Dev langsung menatap suaminya, tapi melihat kebanggaan dan kebahagiaan yang terpancar di kedua mata suaminya, Dev hanya mengangguk dan mengiyakan nama yang diberikan Yudha.


"Kamu tu aneh, masak kasih nama bayi kok sedikitpun tidak minta masukan pada orang yang telah melahirkannya. Besok kamu tidak boleh begitu lho Ren." protes Bianca sambil menggelendot manja pada Reno.


"Kan anak kita laki-laki Bianca. Kalau anak kita perempuan, maka aku yang akan memberinya nama. Tapi kalau laki-laki, Daddy nya yang harus memberi nama. Aku suka kok nama yang diberikan Daddy nya untuk bayi-bayi kami." ucap Dev yang selalu menyelamatkan suaminya.


Melihat istrinya patuh, lagi-lagi Yudha memberikan kecupan lembut, dan kali ini memberikan kecupan sekilas di bibir istrinya.


"Ihhh....., kak Yudha mesum." teriak Bianca sambil menyembunyikan mukanya di dada Reno.


"Mesum apa, kami pasangan halal. Sedangkan lihat kamu yang mempermalukan om Andrew. Bukan muhrim, dari tadi menempel kayak perangko sama laki-laki." ucap Yudha yang seperti menampar muka Reno, dan menjadikan mukanya merah padam.


"Doakan kami ya pak Yudha, dalam waktu dekat kami juga akan segera melangsungkan akad nikah." kata Reno yang langsung mengagetkan Bianca dan Andrew.


"Benarkah Ren," tanya Bianca lirih sambil menatap mata Reno.


Reno mengangguk mantap, kemudian tiba-tiba Reno duduk di lantai melipat kedua lututnya dan memegang tangan Bianca.


"Bianca..., maukah kamu menikah denganku." tanya Reno mantap sambil menatap mata kekasihnya.


Dengan rasa tak percaya Bianca menganggukkan kepala.
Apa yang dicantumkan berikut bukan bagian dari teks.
PR #3591, opened 2022-02-10
fix: Respect $GIT_CEILING_DIRECTORIES

coolreader18:
#### Description

Switches `Context::get_repo()` from using `git2::Repository::discover()` to `::open_ext()`

#### Motivation and Context

Starship in a specific environment (my university's computers, which have network-mounted user dirs) was taking around 180ms to produce a prompt, all of which was in the directory module. When I cloned the starship git repo to investigate, I noticed that it was taking much less time inside the repo then in my home directory, and after a bit discovered the [`$GIT_CEILING_DIRECTORIES` env var](https://git-scm.com/docs/git#Documentation/git.txt-codeGITCEILINGDIRECTORIEScode), which was exactly what I was looking for, though `git_repository_discover` doesn't pay attention to the variable. So, switching to `open_ext` fixes it. AFAICT they're basically the same function, except `open_ext` obviously respects more environment variables.

#### Checklist:


davidkna:
Does this new function also handle the `Repository::open_from_env()` case?

coolreader18:
No, providing the path overrides GIT_DIR, but I keep the check for GIT_DIR so it's still the same behavior there.

PR #3480, opened 2022-01-21
refactor: Improve compatibility with Zsh prompt theme system

marlonrichert:
Zsh's `promptinit` expects a theme's hook functions to be named `prompt_<theme>_<hook>`. See https://github.com/zsh-users/zsh/blob/2876c25a28b8052d6683027998cc118fc9b50157/Functions/Prompts/promptinit#L155

#### Description

* Rename `starship_precmd` to `prompt_starship_precmd`.
* Rename `starship_preexec` to `prompt_starship_preexec`.

#### Motivation and Context

Adhering to this de facto standard makes it easier for `promptinit` and other Zsh software following these conventions (such as [Znap's `prompt` command](https://github.com/marlonrichert/zsh-snap/issues/163)) to interact correctly with Starship.

#### How Has This Been Tested?

- [x] I have tested using **MacOS**
- [x] I have tested using **Linux**
- [ ] I have tested using **Windows**

I started Zsh with the new output of `starship init zsh --print-full-init` and it works the same as the old one.

#### Checklist:

- [ ] I have updated the documentation accordingly.
- [ ] I have updated the tests accordingly.

This does not cause any changes in documentation or tests.

PR #3593, opened 2022-02-10
fix: ignore empty `--jobs` argument

davidkna:
#### Description

In some instances, shell managers might prevent shell hooks from running before the first prompt draw, causing the starship CLI args like `--jobs=` to be empty and fail at argument parsing. To improve robustness, treat empty `--jobs` arguments as 0. This PR handles this with a new `parse_trim` function used for both `--jobs` and the prior `--cmd-duration` parsing.

#### Motivation and Context

Related #3480

#### Checklist:

### DIFF
--- a/src/context.rs
+++ b/src/context.rs
@@ -18,6 +18,7 @@ use std::fs;
 use std::marker::PhantomData;
 use std::num::ParseIntError;
 use std::path::{Path, PathBuf};
+use std::str::FromStr;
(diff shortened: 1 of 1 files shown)


andytom (approved):

moltar:
Does this fix:

> error: Invalid value for '--jobs <JOBS>': cannot parse integer from empty string

?

PR #3604, opened 2022-02-12
feat(zsh): add right continuation prompt (via RPROMPT2)

aaschmid:
Thanks for the this great prompt :-)

#### Description

Besides left / normal continuation prompt, `zsh` also provides right continuation prompt. This PR makes it configurable via starship.

#### Motivation and Context

This makes it no longer necessary to configure continuation prompt settings on different places, e.g. left on in starship.toml and right one via `RPROMPT2` environment variable (at least for me).

* Added `right_continuation_prompt = " [%_](fg:bright-blue)[─](fg:bright-black)"` to my `starship.toml`
  * (afterwards my installed `starship` correctly logged `[WARN] - (starship::configs::starship_root): Unknown config key 'right_continuation_prompt'`)
* I built the forked `starship` containing the new commit on my Mac and manually set `export RPROMPT2="$(./target/x86_64-apple-darwin/debug/starship prompt --right --continuation)"`.
* Afterwards I entered `"` on the terminal in order to show the continuation prompt on my `zsh`
* The correctly set right continuation prompt was shown

#### Checklist:

Please don't hesitate to give me any feedback on this. This is my first PR on this repository and even though I am an experienced software developer, I have not a lot of experience with Rust yet.

#### P.S.:
There are even tests failing locally however I ignored them as they also fail without having changes (= using `master`). Concrete tests failed:
* modules::git_status::tests::shows_diverged
* modules::git_status::tests::shows_diverged_with_count


chipbuster:
@aaschmid Two questions:

1. Are there any other shells that support this feature?
2. If someone wants to revert to the default variable, how would they do that?

aaschmid:
1. I don't know and as I wrote above, I just familiar with `zsh`
2. No, but one can use `%_` or `%^` which are the defaults. See also https://github.com/starship/starship/issues/3546, where the same question arises for `PROMPT2`

aaschmid:
@chipbuster any more questions or feedback here?

matchai:
I'm afraid this feature may be too niche to justify adding to Starship since it only works for one shell.

aaschmid:
Ok, thanks for the quick answer. I am fine with this if this is your decision. Maybe it makes sense to document this principle somewhere. 

I will close this PR!

aaschmid:
Workaround:       
```
      # in addition to starships `continuation_prompt` (however coloring does not work)
      RPROMPT2 = " %{$fg_bold[black]%}[%{$fg_no_bold[blue]%}%^%{$fg_bold[black]%}]─%{$reset_color%}";
```

aaschmid:
@matchai Re-open the ticket because I see that you add support for things working only on one operating system like `winget` for `PowerShell` but not want to add this addition which (currently) works only for `zsh`. Have you changed your strategy or what did I miss in my understanding?

PR #3612, opened 2022-02-14
docs: Rename Heading localip -> Local IP

pe:
I misread the lowercase l as uppercase I because all other headings are uppercase.


andytom (approved):

andytom:
Thank you for the quick fix @pe.

PR #3613, opened 2022-02-14
docs: "Local IP" chapter in alphabetical order

pe:
The chapter is currently sorted in the wrong place.


chipbuster (approved):
Thanks for the catch.

davidkna:
Thanks, @pe and @chipbuster!

PR #3629, opened 2022-02-19
ci: deny warnings, useful env vars, do not cache deploy

davidkna:
#### Description

I noticed #3623 was green despite deprecation warnings from the rust compiler. This PR sets the `RUSTFLAGS` env var to `-Dwarnings` to make this fail in CI.
I also added some extra useful env vars used by some other rust projects to enable backtraces, increase cargo/rustup network retries and disable incremental compilation (less useful in a CI context, the cache action also sets this).

I did not add `-Dwarnings` to the deployment workflow to prevent it from breaking it. Furthermore, I also removed the cache action from `deploy.yml` because it is less useful in release builds, and it was still using the old cache action.

#### Motivation and Context

Closes #

#### Checklist:

### DIFF
--- a/.github/workflows/deploy.yml
+++ b/.github/workflows/deploy.yml
@@ -3,6 +3,11 @@ on:
   push:
     tags:
       - "v*"
+env:
+  CARGO_INCREMENTAL: 0
+  CARGO_NET_RETRY: 10
+  RUST_BACKTRACE: short
+  RUSTUP_MAX_RETRIES: 10
 
 jobs:
   # Build sources for every OS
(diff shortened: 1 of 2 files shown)


andytom (commented):
This seems like the right thing to do but the docker context module seems to have some issues.

davidkna:
@andytom That warning is nightly-only and I want to avoid including potentially less stable warnings from nightly. Because there doesn't seem to be a nice cross-platform way to reset `RUSTFLAGS` I've disabled `-D warnings` completely for the `test` matrix. I think the `clippy` task should still catch any `test`-target warnings.

andytom (approved):

davidkna:
Thanks for the review @andytom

"Aku bersedia Ren," jawabnya lirih.


Setelah mendengar jawaban Bianca, Reno bersimpuh di kaki Andrew.


"Om.., aku memohon Bianca untuk aku nikahi om. Bolehkah." tanya Reno dengan suara tercekat.


Tanpa menjawab, Andrew mendirikan dan menegakkan tubuh Reno agar sejajar dengannya, kemudian memeluknya erat sambil menepuk-nepuk punggungnya.


"Aku menunggu waktu ini tiba anakku, Aku merestui kalian."


Akhirnya suasana bahagia di kamar rumah sakit karena kelahiran Favian dan Zaidan berubah menjadi suasana keharuan dan bahagia karena lamaran Reno pada Bianca.